▶ _What needs to be done_: What you return should match the records below exactly.

Dataset entries
● ● ● ● ● ● ●

PR #1091, opened 2022-01-27
Introduce ACMFeatureSupportLevelProvider

mareklibra:
So far with hardcoded values.


src/common/components/clusterConfiguration/SNOControlGroup.tsx
```diff
@@ -4,25 +4,29 @@ import { ClusterDetailsValues } from '../../../common/components/clusterWizard/t
 import { SingleNodeCheckbox } from '../ui';
 import { OpenshiftVersionOptionType } from '../../types';
 import SNODisclaimer from './SNODisclaimer';
-import { FeatureSupportLevelContext } from '../featureSupportLevels';
+import { useFeatureSupportLevel } from '../featureSupportLevels';
 
 type SNOControlGroupProps = {
   versions: OpenshiftVersionOptionType[];
   highAvailabilityMode: ClusterDetailsValues['highAvailabilityMode'];
+  isDisabled?: boolean;
```
batzionb, line 12: The idea was to use a global context to determine if a feature is diabled or not instead of props drilling. Is there no way to implement the same logic that determines the isDisabled property value in the FeatureSupportLevelContext provider?

src/cim/components/featureSupportLevels/ACMFeatureSupportLevelProvider.tsx
```diff
@@ -0,0 +1,99 @@
...
+  const supportLevelData: FeatureSupportLevelsMap = React.useMemo<FeatureSupportLevelsMap>(() => {
+    const featureSupportLevelsMap: FeatureSupportLevelsMap = {};
+
+    ocpVersions.forEach((version) => {
+      // TODO(mlibra): get this dynamically
+      const featureIdToSupportLevel: FeatureIdToSupportLevel = {
+        REQUESTED_HOSTNAME: 'supported',
+        SNO: 'supported',
+        CNV: 'supported',
+        NETWORK_TYPE_SELECTION: 'supported',
```
batzionb, line 33: NETWORK_TYPE_SELECTION is supported always in ACM? what about in SNO?

src/cim/components/featureSupportLevels/ACMFeatureSupportLevelProvider.tsx
```diff
@@ -0,0 +1,99 @@
...
+    [getVersionSupportLevelsMap],
+  );
+
+  const isFeatureSupportedCallback: FeatureSupportLevelData['isFeatureSupported'] = React.useCallback(
+    () => true,
+    [],
+  );
+
+  const getDisabledReasonCallback: FeatureSupportLevelData['getFeatureDisabledReason'] = React.useCallback(() => {
+    return undefined; // we have recently everything enabled in the ACM
```
batzionb, line 68: SNO is always enabled in ACM? What about with OCP 4.8?

src/cim/components/featureSupportLevels/ACMFeatureSupportLevelProvider.tsx
```diff
@@ -0,0 +1,99 @@
...
+        SNO: 'supported',
+        CNV: 'supported',
+        NETWORK_TYPE_SELECTION: 'supported',
+      };
+      featureSupportLevelsMap[version.version] = featureIdToSupportLevel;
+    });
+    return featureSupportLevelsMap;
+  }, [ocpVersions]);
+
+  const getVersionSupportLevelsMap: FeatureSupportLevelData['getVersionSupportLevelsMap'] = React.useCallback(
```
batzionb, line 40: you can simply return undefined here

src/common/components/clusterConfiguration/SNOControlGroup.tsx
mareklibra: This time it's not about the feature but the flow. We have it enabled in the Create Cluster but not Edit flow. We can leverage FeatureSupportLevel for that but it somehow does not fit in my thinking.

src/cim/components/featureSupportLevels/ACMFeatureSupportLevelProvider.tsx
mareklibra: Right. It's weird since it is a TODO. So far there is everything on the "production" support level.
@jelkosz Do we have an ACM 2.5 task for that? Or plan to change it?

src/cim/components/featureSupportLevels/ACMFeatureSupportLevelProvider.tsx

● ● ● ● ● ● ●

▶ _Task response_:
PR #1091, opened 2022-01-27
Introduce ACMFeatureSupportLevelProvider

mareklibra:
So far with hardcoded values.


src/common/components/clusterConfiguration/SNOControlGroup.tsx
```diff
@@ -4,25 +4,29 @@ import { ClusterDetailsValues } from '../../../common/components/clusterWizard/t
 import { SingleNodeCheckbox } from '../ui';
 import { OpenshiftVersionOptionType } from '../../types';
 import SNODisclaimer from './SNODisclaimer';
-import { FeatureSupportLevelContext } from '../featureSupportLevels';
+import { useFeatureSupportLevel } from '../featureSupportLevels';
 
 type SNOControlGroupProps = {
   versions: OpenshiftVersionOptionType[];
   highAvailabilityMode: ClusterDetailsValues['highAvailabilityMode'];
+  isDisabled?: boolean;
```
batzionb, line 12: The idea was to use a global context to determine if a feature is diabled or not instead of props drilling. Is there no way to implement the same logic that determines the isDisabled property value in the FeatureSupportLevelContext provider?

src/cim/components/featureSupportLevels/ACMFeatureSupportLevelProvider.tsx
```diff
@@ -0,0 +1,99 @@
...
+  const supportLevelData: FeatureSupportLevelsMap = React.useMemo<FeatureSupportLevelsMap>(() => {
+    const featureSupportLevelsMap: FeatureSupportLevelsMap = {};
+
+    ocpVersions.forEach((version) => {
+      // TODO(mlibra): get this dynamically
+      const featureIdToSupportLevel: FeatureIdToSupportLevel = {
+        REQUESTED_HOSTNAME: 'supported',
+        SNO: 'supported',
+        CNV: 'supported',
+        NETWORK_TYPE_SELECTION: 'supported',
```
batzionb, line 33: NETWORK_TYPE_SELECTION is supported always in ACM? what about in SNO?

src/cim/components/featureSupportLevels/ACMFeatureSupportLevelProvider.tsx
```diff
@@ -0,0 +1,99 @@
...
+    [getVersionSupportLevelsMap],
+  );
+
+  const isFeatureSupportedCallback: FeatureSupportLevelData['isFeatureSupported'] = React.useCallback(
+    () => true,
+    [],
+  );
+
+  const getDisabledReasonCallback: FeatureSupportLevelData['getFeatureDisabledReason'] = React.useCallback(() => {
+    return undefined; // we have recently everything enabled in the ACM
```
batzionb, line 68: SNO is always enabled in ACM? What about with OCP 4.8?

src/cim/components/featureSupportLevels/ACMFeatureSupportLevelProvider.tsx
```diff
@@ -0,0 +1,99 @@
...
+        SNO: 'supported',
+        CNV: 'supported',
+        NETWORK_TYPE_SELECTION: 'supported',
+      };
+      featureSupportLevelsMap[version.version] = featureIdToSupportLevel;
+    });
+    return featureSupportLevelsMap;
+  }, [ocpVersions]);
+
+  const getVersionSupportLevelsMap: FeatureSupportLevelData['getVersionSupportLevelsMap'] = React.useCallback(
```
batzionb, line 40: you can simply return undefined here

src/common/components/clusterConfiguration/SNOControlGroup.tsx
mareklibra: This time it's not about the feature but the flow. We have it enabled in the Create Cluster but not Edit flow. We can leverage FeatureSupportLevel for that but it somehow does not fit in my thinking.

src/cim/components/featureSupportLevels/ACMFeatureSupportLevelProvider.tsx
mareklibra: Right. It's weird since it is a TODO. So far there is everything on the "production" support level.
@jelkosz Do we have an ACM 2.5 task for that? Or plan to change it?

src/cim/components/featureSupportLevels/ACMFeatureSupportLevelProvider.tsx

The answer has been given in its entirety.